Another PV-relevant initiative to come out of the summit was the Global Cooling Pledge for COP28. Supported by 66 national governments, the pledge aims to reduce the carbon emissions generated by cooling by at least 68%, relative to 2022 levels, by 2050. The pledge also calls for 50% more efficient air conditioning products to be available by 2030. However, Thomas Nowak, outgoing secretary-general of the Brussels-based European Heat Pump Association, said that the COP28 conclusions were “too weak” to have any meaningful effect on his industry.

“One may praise the pledge on cooling but even that falls short of recognizing the need to reuse the waste heat from cooling as a source for heat generation,” he told pv magazine.

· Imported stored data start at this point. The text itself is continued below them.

PR #4403, opened 2017-01-19
fix name of the module in the docs

bakongo:
Docs say `Devise::DatabaseAuthenticatable`. 
The correct name is `Devise::Models::DatabaseAuthenticatable`.


nashby:
thanks!

PR #4405, opened 2017-01-23
Validate password_confirmation when password is set, even if password_required? is false

dgmora:
Expected:
Even if i overwrite `password_required?` to return `false`, IF I add a password, the password should be validated against its confirmation
Current:
The validation of the confirmation is skipped.

Background: In some cases, you might want to allow to create new users without password, but still have the ability to set a password (say: allow to login regularly with a password, and via sms/magic link). Even if a password is not required, if you add one, it should be valid.

The tests I added check that if password and confirmation are `blank?` the validatable is `valid`. From my point of view that should be `invalid`, and be `valid` only if `password` and `confirmation_password` are `nil`, but that might change the current behaviour.

### DIFF
--- a/lib/devise/models/validatable.rb
+++ b/lib/devise/models/validatable.rb
@@ -31,7 +31,7 @@ module Devise
           validates_format_of     :email, with: email_regexp, allow_blank: true, if: :email_changed?
 
           validates_presence_of     :password, if: :password_required?
-          validates_confirmation_of :password, if: :password_required?
+          validates_confirmation_of :password
           validates_length_of       :password, within: password_length, allow_blank: true
         end
       end
--- a/test/models/validatable_test.rb
+++ b/test/models/validatable_test.rb
@@ -107,6 +107,18 @@ class ValidatableTest < ActiveSupport::TestCase
     assert_equal 'is too long (maximum is 72 characters)', user.errors[:password].join
   end
 
+  test 'should complain about confirmation even if password is not required' do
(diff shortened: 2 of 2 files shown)


tegon:
Hello @dgmora, thanks for your pull request.

Can you explain your use case for this? Are you overriding the default `#password_required?` method?

tegon:
I'm closing this PR because it has not had recent activity.
If you find that this can still be relevant, feel free to open a new issue with the reasons that motivated this change.

Thank you!

dgmora:
Hi!

The use case is explained in the description.

```
In some cases, you might want to allow to create new users without password, but still have the ability to set a password (say: allow to login regularly with a password, and via sms/magic link). Even if a password is not required, if you add one, it should be valid.
```

After a year I don't need this anymore. I think it'd makes sense that devise would work like that and I'd rather reopen and merge this..

Cheers

tegon:
I see, well, since we don't support those kinds of logins (SMS/magic link) out of the box, I don't think we should change only this method to allow a part of it.
If in the future we add support for them, we can make the required changes here too.

dgmora:
The SMS/magic link is just an example. What the PR fixes is (to me) how authentication should work in general, despite what devise supports or not.

```
Even if i overwrite password_required? to return false, IF I add a password, the password should be validated against its confirmation
```

But well, I guess it's more comfortable to keep it closed. ¯\_(ツ)_/¯

Issue #4413, opened 2017-01-30
in rails 5, g devise MODEL ignores primary_key_type: :uuid


jpwynn:
If Rails is configured to use :uuid as the primary key for all tables, eg if config/application.rb contains:

    config.generators do |g|
        # use uuid for all tables
      g.orm :active_record, primary_key_type: :uuid
    end 

`rails g devise MODEL` still creates a migration for the model with integer primary key, but probably ought to add the uuid column type for the id instead.

georgeguimaraes:
This should be a good addition to the devise's generator. I'd accept a PR.

filip373:
I've opened a pull request with the required changes. It seems to work fine, take a look at #4426

saroar:
hey its still does not work i try

PR #4422, opened 2017-02-04
Add primary key type to migration template

travelerspb:
#4413


georgeguimaraes:
You cannot pass a primary key like that to `create_table`.

travelerspb:
Any details? Because thats how it works in ActiveRecord https://github.com/rails/rails/blob/1e11df8ae65eb4455236af6c4f5765c631f09186/activerecord/lib/rails/generators/active_record/migration/templates/create_table_migration.rb

PR #4426, opened 2017-02-10
Primary key type in migration template

### LINKED ISSUE #4413: in rails 5, g devise MODEL ignores primary_key_type: :uuid

filip373:
Adds primary key type to migration creating template in Rails 5. It uses the configuration set in Rails generator as below:
```
config.generators do |g|
  g.orm :active_record, primary_key_type: :uuid
end
```
Resolves #4413

### DIFF
--- a/lib/generators/active_record/devise_generator.rb
+++ b/lib/generators/active_record/devise_generator.rb
@@ -6,6 +6,8 @@ module ActiveRecord
     class DeviseGenerator < ActiveRecord::Generators::Base
       argument :attributes, type: :array, default: [], banner: "field:type field:type"
 
+      class_option :primary_key_type, type: :string, desc: "The type for primary key"
+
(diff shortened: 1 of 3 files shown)


tegon:
Hello, @filip373, thanks for your contribution.
Your code looks good to me, could you please do a rebase with `master` to see if the build passes?

filip373:
Hi @tegon, thanks for your response.
I've rebased the code and applied a small patch so the build passes.

tegon:
Thanks, @filip373!

PR #4434, opened 2017-02-18
Added nested attributes example for README

ahmad19:
Hi, 

This PR includes an example for `README` section related to `nested attributes`. 

Hope this adds more clarity to the README section.

Thanks

### DIFF
--- a/README.md
+++ b/README.md
@@ -216,7 +216,21 @@ class ApplicationController < ActionController::Base
 end
 ```
 
-The above works for any additional fields where the parameters are simple scalar types. If you have nested attributes (say you're using `accepts_nested_attributes_for`), then you will need to tell devise about those nestings and types. Devise allows you to completely change Devise defaults or invoke custom behaviour by passing a block:
+The above works for any additional fields where the parameters are simple scalar types. If you have nested attributes (say you're using `accepts_nested_attributes_for`), then you will need to tell devise about those nestings and types:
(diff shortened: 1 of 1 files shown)


README.md
```diff
@@ -216,7 +216,21 @@ class ApplicationController < ActionController::Base
...
+The above works for any additional fields where the parameters are simple scalar types. If you have nested attributes (say you're using `accepts_nested_attributes_for`), then you will need to tell devise about those nestings and types:
+
+```ruby
+class ApplicationController < ActionController::Base
+  before_action :configure_permitted_parameters, if: :devise_controller?
+
+  protected
+
+  def configure_permitted_parameters
+    devise_parameter_sanitizer.permit(:sign_up, keys: [:first_name, :last_name, address_attributes: [:country, :state, :city, :area, :postal_code]])
```
olleolleolle: Would the `keys:` value be clearer with some added `{` and `}` in places? (Perhaps you can rearrange the list, so that you "had to" add curly braces.)

ahmad19: I tried to put the curly braces but curly braces are causing syntax error. I think `Permit` method doesn't accept a hash.

tegon: You're right, for nested attributes we have to use an array of keys.

tegon:
Thanks, @ahmad19! Hope this helps others too.

PR #4444, opened 2017-02-26
Allow Rails 5.1

matthewrudy:
Open up the railties dependency and add 5.1.0.beta1 to travis


matthewrudy:
There are a lot of deprecation warnings like:

```
DEPRECATION WARNING: The behavior of `attribute_changed?` inside of after callbacks will be changing in the next version of Rails. The new return value will reflect the behavior of calling the method after `save` returned (e.g. the opposite of what it returns now). To maintain the current behavior, use `saved_change_to_attribute?` instead. (called from block in clear_reset_password_token? at /home/travis/build/plataformatec/devise/lib/devise/models/recoverable.rb:99)
```

Not sure how best to resolve this,
apart from adding checks everywhere. 

``` ruby
if respond_to(:saved_change_to_attribute?) 
   saved_change_to_attribute?(:encrypted_password)
else
  respond_to?(:encrypted_password_changed?) && encrypted_password_changed?
end
```

Doesn't feel so nice.

matthewrudy:
I've tried to fix the tests on master,
which should make these pass too.

https://github.com/plataformatec/devise/pull/4445

renchap:
Rails 5.1 will hit RC1 soon, it might be a good idea to merge this before.

betesh:
I put this branch in a Gemfile with Rails 5.2.0.alpha (i.e. master on github), and bundler downgraded responders to 0.6.5, which causes all sorts of errors because it was designed for Rails 3.x

So responders will also need to release a new gem, and devise should specify a minimum version of responders in its gemspec.

betesh:
responders is now compatible with rails 5.1 and master branch, but you'll need to pull it from github for now

jcoyne:
Rails 5.1 final is now out, can you update to point at 5.1.0 rather than beta?

jcoyne:
Updated this PR to use the final release in #4512

kevinelliott:
@rafaelfranca Would you please update us on the reason this was closed? Was this addressed in another PR? I don't see a PR merge here, so that would leave me to believe this was simply closed. Thank you!

PR #5664, opened 2023-12-18
Replace [data-turbo-cache=false] with [data-turbo-temporary]

eduardoyutaka:
Following the suggestion from issue https://github.com/heartcombo/devise/issues/5662

The turbo drive's attribute `[data-turbo-cache=false]` was deprecated in favor of `data-turbo-temporary`

### DIFF
--- a/app/views/devise/shared/_error_messages.html.erb
+++ b/app/views/devise/shared/_error_messages.html.erb
@@ -1,5 +1,5 @@
 <% if resource.errors.any? %>
-  <div id="error_explanation" data-turbo-cache="false">
+  <div id="error_explanation" data-turbo-temporary>
     <h2>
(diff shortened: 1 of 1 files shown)


timdiggins:
This should work with Turbo >= 7.3.0 and won't work with Turbo < 7.3.0

Could just support latest version of turbo? (break in old Turbo)

Or stick with old turbo? (deprecation warnings on new Turbo)

Could have a turbo compatibility layer:

```erb
  <div id="error_explanation" <%= Devise::TurboCompat.gte_730? &&  'data-turbo-temporary' || 'data-turbo-cache="false"' %>>
```

Given that Turbo is a Js library, it seems tricky to find an automatic way to support different versions of turbo.  Would then have to be configured by either an env var or a devise configuration option?

PR #5668, opened 2024-01-02
Adds Ruby 3.3 to CI

berkos:
This PR adds Ruby 3.3 in the CI matrix.

It excludes rubies that are incompatible with Rails 7.2

```
Because every version of rails depends on Ruby >= 3.1.0
  and Gemfile-rails-main depends on rails >= 0,
  Ruby >= 3.1.0 is required.
  ```

### DIFF
--- a/.github/workflows/test.yml
+++ b/.github/workflows/test.yml
@@ -12,6 +12,7 @@ jobs:
           - gemfiles/Gemfile-rails-6-1
           - gemfiles/Gemfile-rails-6-0
         ruby:
+          - '3.3'
           - '3.2'
           - '3.1'
           - '3.0'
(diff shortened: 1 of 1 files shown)


capripot:
Yes please!

gemfiles/Gemfile-rails-7-1
carlosantoniodasilva, line 1: 7.1 is tested from our main Gemfile, we generally don't add a new / custom one until 7.2 is released. (that's when the Gemfile moves to test the current 7.2, and we add the previous as a custom Gemfile to continue testing it)

carlosantoniodasilva (commented):
Thanks. We can add the Ruby version to the build, but need to wait a bit until 7.2 is released to add a custom 7.1 gemfile to test against.

gemfiles/Gemfile-rails-7-1
berkos: Hi, thanks for the review!
ah yes, I missed that main Gemfile is also in the matrix.
The updated commit should address it https://github.com/heartcombo/devise/pull/5668/commits/c80026d95583401a78c07428e58e50b0cf0d933b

Two months before COP28 kicked off, France-based energy research organization the International Energy Agency (IEA) released five recommendations on what should come out of the conference. Those included tripling renewable energy generation capacity, doubling the rate of energy efficiency improvement, and establishing large-scale financing mechanisms to triple energy investment. In a press release circulated after the Dubai event, the IEA confirmed COP28 had made good on only three of its policy calls. The final COP28 pledges were “not nearly enough” to shift the dial on climate change or limit warming to 1.5 degrees, the IEA said.

Taylor said ensuring COP28’s lofty ideals go from boardroom to construction is key and monitoring those who are not participating – “effectively holding a country’s feet to the fire” – is also important. “You need to ensure progress along that pathway of tripling renewable power generation capacity and the doubling of energy efficiency,” he said.